-- DATA FOR THE TASK --
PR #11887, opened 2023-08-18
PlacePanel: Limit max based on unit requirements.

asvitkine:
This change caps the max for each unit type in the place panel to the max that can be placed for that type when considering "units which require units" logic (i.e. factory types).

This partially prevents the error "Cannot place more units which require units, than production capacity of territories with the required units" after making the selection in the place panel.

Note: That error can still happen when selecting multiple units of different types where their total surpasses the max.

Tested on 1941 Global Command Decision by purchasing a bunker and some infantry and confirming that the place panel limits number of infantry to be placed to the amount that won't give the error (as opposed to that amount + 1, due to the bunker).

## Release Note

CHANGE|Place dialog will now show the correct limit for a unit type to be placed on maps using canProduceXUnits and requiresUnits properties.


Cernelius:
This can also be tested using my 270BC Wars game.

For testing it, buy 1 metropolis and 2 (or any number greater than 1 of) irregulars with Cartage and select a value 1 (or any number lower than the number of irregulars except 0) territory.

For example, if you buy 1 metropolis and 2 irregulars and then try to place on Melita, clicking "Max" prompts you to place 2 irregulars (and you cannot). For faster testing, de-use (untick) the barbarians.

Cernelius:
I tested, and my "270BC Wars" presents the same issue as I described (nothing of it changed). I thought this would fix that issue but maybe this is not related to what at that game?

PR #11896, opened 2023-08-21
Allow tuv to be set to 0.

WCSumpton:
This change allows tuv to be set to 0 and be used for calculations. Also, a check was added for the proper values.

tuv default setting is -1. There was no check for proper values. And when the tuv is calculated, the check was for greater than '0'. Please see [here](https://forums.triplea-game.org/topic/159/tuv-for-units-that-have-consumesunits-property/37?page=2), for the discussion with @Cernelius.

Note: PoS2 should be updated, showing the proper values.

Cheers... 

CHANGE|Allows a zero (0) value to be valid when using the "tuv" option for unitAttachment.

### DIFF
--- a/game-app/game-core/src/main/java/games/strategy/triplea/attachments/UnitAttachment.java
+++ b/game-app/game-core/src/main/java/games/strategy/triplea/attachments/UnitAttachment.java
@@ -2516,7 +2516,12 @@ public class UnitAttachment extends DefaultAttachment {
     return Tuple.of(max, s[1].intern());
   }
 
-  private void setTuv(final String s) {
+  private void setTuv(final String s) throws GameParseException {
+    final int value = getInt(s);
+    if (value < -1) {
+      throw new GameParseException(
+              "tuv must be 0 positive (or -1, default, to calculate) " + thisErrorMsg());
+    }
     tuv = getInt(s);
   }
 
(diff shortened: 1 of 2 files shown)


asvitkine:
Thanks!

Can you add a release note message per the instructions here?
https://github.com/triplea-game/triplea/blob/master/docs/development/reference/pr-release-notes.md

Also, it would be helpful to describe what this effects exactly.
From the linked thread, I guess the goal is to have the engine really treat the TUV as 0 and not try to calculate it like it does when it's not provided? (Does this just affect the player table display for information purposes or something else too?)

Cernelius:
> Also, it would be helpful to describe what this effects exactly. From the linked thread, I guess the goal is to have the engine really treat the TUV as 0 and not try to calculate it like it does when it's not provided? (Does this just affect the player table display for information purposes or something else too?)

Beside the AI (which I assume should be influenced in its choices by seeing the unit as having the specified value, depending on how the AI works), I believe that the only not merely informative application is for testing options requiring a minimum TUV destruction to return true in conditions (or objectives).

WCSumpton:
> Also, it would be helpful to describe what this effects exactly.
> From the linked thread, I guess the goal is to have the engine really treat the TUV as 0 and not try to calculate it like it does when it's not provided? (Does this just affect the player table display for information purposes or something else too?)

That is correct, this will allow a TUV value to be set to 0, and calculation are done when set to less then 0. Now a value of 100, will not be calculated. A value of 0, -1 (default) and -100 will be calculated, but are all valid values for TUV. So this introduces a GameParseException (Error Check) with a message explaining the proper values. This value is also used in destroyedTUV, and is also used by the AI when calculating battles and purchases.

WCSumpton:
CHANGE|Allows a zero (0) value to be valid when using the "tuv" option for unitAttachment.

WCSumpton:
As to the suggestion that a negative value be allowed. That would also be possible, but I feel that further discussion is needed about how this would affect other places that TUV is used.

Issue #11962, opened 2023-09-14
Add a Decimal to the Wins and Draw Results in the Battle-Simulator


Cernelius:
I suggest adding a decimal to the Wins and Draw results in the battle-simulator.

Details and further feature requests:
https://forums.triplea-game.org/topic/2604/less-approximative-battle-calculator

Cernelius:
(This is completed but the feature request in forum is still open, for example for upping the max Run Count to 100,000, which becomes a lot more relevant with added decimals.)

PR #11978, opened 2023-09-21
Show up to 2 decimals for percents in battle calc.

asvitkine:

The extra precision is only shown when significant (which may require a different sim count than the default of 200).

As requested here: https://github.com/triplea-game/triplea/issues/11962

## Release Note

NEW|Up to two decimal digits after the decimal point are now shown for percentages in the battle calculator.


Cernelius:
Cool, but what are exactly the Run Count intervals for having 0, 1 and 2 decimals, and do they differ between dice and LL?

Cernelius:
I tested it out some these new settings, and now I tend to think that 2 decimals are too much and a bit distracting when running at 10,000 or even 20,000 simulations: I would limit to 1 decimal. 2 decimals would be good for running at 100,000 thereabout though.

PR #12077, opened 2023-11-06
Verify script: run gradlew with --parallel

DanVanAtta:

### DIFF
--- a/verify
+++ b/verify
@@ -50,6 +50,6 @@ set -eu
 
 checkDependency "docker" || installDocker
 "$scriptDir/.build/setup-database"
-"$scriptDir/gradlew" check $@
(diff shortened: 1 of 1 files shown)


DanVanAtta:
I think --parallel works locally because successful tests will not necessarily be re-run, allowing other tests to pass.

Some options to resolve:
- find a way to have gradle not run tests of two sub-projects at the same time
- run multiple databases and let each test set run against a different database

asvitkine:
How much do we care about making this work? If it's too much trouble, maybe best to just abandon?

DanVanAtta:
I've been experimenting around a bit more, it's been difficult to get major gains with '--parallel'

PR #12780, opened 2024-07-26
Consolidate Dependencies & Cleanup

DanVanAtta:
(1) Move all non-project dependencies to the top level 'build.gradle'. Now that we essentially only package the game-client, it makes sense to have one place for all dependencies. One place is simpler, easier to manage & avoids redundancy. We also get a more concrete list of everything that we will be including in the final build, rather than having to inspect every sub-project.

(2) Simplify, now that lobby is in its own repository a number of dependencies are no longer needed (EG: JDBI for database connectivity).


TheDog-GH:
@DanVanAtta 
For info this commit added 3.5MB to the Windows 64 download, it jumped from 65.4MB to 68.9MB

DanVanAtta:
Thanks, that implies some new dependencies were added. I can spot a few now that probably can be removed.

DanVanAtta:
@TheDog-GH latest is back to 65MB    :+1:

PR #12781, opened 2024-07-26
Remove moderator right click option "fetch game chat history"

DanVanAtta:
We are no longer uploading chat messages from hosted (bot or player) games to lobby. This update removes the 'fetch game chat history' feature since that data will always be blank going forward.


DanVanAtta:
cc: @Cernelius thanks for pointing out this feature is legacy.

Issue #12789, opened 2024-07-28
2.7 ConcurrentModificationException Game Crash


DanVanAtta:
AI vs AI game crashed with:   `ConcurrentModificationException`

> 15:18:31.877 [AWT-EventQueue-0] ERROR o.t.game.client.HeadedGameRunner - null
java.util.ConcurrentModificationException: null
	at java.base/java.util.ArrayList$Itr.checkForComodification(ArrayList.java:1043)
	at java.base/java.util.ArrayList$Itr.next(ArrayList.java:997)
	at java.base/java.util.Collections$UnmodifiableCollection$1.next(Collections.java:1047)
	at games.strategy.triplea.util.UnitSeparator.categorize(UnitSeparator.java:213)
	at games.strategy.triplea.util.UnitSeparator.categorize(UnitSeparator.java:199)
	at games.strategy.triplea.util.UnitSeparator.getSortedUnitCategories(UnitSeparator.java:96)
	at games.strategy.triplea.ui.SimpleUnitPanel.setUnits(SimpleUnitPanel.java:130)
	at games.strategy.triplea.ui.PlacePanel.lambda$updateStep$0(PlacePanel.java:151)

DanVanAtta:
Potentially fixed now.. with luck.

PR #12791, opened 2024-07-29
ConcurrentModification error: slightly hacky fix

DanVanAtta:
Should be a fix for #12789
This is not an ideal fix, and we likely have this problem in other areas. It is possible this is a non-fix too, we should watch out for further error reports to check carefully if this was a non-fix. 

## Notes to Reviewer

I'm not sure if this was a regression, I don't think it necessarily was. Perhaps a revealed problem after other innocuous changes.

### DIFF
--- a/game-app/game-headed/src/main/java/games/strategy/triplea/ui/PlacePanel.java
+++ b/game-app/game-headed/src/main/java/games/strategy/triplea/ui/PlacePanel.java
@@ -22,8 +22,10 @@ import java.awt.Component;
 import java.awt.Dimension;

==

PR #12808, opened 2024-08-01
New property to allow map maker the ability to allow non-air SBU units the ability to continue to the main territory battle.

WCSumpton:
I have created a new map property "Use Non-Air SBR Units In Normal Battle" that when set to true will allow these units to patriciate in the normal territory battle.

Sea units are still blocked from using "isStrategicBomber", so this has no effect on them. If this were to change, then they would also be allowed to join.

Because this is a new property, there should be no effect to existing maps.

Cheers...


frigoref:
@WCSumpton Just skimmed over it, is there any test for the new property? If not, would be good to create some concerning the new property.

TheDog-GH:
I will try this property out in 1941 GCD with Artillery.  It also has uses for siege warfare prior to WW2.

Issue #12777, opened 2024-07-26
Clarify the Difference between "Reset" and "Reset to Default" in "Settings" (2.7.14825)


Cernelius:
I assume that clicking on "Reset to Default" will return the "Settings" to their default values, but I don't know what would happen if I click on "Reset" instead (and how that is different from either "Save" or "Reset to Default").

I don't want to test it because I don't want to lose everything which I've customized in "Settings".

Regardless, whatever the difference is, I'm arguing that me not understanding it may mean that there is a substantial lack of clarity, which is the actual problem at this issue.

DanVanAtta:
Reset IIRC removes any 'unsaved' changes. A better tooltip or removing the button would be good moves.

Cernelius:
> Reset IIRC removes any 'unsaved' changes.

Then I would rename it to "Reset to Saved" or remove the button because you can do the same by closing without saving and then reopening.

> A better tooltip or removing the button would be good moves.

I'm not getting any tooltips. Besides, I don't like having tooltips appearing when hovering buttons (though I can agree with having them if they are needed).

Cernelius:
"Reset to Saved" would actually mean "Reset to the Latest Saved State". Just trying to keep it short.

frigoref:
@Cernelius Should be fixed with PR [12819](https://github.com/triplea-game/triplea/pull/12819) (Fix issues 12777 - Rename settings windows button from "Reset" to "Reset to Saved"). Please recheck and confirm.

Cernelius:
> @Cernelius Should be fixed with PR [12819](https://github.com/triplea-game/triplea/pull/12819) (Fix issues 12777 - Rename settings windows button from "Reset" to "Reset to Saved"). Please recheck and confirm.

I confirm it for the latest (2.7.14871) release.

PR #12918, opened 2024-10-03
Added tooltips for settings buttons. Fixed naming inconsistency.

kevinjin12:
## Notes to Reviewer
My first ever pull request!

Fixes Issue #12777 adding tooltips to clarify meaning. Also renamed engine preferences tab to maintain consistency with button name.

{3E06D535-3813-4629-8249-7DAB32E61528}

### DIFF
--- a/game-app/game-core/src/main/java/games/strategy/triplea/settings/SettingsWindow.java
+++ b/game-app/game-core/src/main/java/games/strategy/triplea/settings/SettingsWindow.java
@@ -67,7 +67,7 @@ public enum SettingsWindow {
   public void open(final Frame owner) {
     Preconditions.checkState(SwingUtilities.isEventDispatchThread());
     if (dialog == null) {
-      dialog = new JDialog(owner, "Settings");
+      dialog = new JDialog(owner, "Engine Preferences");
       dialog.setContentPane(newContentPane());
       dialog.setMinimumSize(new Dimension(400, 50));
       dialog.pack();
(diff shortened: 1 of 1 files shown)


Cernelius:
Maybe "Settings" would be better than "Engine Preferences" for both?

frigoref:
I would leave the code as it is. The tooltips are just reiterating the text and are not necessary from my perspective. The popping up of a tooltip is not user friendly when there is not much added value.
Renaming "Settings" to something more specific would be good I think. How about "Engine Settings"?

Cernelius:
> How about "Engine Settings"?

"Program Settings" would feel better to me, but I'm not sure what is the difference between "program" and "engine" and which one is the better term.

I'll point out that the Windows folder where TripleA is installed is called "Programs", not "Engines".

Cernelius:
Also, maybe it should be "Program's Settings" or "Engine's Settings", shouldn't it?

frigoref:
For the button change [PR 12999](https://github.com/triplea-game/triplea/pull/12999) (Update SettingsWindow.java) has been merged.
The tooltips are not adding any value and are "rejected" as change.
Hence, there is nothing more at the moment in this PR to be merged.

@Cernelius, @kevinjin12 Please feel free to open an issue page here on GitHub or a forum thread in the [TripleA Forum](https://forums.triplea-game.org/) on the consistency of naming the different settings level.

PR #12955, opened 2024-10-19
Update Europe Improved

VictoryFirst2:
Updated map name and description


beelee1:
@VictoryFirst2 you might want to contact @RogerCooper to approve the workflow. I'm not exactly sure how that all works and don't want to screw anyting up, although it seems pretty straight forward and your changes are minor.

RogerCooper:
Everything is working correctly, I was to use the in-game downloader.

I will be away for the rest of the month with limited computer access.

--

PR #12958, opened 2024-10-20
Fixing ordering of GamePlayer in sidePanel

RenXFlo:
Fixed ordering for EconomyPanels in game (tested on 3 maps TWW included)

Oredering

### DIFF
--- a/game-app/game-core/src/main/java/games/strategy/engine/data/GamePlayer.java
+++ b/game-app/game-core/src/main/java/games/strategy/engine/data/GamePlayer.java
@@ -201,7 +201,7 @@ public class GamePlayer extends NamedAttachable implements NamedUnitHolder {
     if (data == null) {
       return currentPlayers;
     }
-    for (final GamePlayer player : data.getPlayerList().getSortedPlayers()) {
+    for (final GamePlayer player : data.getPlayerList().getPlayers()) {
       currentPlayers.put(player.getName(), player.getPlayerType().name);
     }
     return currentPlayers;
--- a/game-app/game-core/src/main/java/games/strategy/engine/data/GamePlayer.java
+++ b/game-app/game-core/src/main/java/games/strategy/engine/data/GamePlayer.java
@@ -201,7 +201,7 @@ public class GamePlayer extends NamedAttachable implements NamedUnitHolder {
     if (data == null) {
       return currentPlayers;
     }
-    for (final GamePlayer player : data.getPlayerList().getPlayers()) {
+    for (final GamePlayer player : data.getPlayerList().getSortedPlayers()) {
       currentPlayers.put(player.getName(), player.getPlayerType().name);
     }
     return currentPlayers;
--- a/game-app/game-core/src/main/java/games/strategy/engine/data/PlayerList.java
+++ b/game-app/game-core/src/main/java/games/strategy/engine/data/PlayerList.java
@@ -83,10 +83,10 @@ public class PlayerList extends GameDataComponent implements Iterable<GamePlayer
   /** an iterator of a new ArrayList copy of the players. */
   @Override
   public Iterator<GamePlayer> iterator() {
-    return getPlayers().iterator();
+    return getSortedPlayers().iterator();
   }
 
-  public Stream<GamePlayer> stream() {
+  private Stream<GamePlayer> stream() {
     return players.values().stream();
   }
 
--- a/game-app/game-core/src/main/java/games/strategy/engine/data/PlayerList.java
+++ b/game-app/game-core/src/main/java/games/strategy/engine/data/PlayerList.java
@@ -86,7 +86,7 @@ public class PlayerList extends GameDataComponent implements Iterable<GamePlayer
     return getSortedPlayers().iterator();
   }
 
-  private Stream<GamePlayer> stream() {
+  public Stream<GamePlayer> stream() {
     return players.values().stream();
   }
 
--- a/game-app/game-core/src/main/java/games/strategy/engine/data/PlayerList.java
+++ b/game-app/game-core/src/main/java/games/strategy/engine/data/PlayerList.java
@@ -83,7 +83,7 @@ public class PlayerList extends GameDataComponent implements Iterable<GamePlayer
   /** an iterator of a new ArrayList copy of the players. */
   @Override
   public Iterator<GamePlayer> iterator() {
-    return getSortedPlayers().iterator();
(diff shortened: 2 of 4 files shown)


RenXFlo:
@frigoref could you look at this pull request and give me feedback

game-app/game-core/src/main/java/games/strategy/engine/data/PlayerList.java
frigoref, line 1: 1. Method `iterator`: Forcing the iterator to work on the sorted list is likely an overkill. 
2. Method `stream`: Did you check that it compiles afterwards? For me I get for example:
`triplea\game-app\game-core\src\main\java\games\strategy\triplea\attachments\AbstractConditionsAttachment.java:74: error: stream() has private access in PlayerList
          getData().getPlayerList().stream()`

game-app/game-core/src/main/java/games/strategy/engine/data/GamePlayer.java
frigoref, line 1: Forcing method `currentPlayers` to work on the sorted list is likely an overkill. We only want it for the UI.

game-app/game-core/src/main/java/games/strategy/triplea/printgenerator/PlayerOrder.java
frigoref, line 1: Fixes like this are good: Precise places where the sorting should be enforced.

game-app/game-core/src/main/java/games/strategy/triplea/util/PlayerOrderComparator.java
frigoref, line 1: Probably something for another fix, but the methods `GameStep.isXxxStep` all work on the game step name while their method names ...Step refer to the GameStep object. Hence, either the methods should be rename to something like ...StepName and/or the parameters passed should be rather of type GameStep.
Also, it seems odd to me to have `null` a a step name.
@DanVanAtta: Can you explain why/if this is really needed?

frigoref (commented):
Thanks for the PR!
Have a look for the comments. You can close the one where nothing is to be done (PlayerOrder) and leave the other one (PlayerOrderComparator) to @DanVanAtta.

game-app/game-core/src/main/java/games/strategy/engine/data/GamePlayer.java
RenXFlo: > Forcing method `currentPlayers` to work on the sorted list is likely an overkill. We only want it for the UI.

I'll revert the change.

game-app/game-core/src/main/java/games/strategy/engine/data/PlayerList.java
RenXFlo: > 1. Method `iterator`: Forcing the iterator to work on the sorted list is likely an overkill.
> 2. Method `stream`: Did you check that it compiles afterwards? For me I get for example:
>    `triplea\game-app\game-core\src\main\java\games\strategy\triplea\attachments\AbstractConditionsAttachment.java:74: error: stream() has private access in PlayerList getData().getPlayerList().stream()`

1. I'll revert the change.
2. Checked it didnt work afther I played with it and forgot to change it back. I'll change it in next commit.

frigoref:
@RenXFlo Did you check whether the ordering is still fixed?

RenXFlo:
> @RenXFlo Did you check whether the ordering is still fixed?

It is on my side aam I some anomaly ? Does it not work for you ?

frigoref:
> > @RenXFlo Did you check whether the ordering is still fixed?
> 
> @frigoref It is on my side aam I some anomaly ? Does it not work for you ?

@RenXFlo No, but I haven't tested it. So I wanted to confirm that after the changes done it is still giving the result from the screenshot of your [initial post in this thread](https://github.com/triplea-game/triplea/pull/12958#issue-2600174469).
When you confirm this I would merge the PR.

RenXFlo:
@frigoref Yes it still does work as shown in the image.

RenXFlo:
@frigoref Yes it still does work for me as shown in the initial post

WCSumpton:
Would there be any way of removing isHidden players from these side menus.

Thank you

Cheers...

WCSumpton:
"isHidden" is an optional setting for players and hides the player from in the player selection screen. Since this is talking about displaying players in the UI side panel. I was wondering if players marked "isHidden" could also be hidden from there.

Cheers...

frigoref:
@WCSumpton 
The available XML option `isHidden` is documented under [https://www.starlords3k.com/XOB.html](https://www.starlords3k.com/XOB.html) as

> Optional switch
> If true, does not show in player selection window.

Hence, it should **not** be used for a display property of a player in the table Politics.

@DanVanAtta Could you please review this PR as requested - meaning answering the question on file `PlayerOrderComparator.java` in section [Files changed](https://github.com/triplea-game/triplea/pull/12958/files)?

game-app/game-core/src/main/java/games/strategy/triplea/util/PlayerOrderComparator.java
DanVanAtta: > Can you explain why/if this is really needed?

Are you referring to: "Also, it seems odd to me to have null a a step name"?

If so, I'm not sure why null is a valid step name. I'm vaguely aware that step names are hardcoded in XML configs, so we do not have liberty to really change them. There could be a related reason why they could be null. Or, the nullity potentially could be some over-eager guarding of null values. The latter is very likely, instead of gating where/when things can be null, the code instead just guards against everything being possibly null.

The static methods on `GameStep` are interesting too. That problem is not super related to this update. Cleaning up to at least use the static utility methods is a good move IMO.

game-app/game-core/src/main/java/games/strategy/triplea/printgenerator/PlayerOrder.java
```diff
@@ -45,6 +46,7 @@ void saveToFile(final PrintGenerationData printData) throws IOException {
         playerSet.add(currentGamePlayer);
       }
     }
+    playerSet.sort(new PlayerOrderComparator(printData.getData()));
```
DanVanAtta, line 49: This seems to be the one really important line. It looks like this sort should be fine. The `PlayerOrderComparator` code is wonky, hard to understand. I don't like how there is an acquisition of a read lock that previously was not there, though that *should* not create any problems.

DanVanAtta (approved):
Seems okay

-- YOUR TASK --
Give back, exactly as written, the stretch from the line with "PR #11887, opened 2023-08-18" through the line with "Note: That error", and no other lines from the records above.

-- WRITTEN ANSWER --
PR #11887, opened 2023-08-18
PlacePanel: Limit max based on unit requirements.

asvitkine:
This change caps the max for each unit type in the place panel to the max that can be placed for that type when considering "units which require units" logic (i.e. factory types).

This partially prevents the error "Cannot place more units which require units, than production capacity of territories with the required units" after making the selection in the place panel.

Note: That error can still happen when selecting multiple units of different types where their total surpasses the max.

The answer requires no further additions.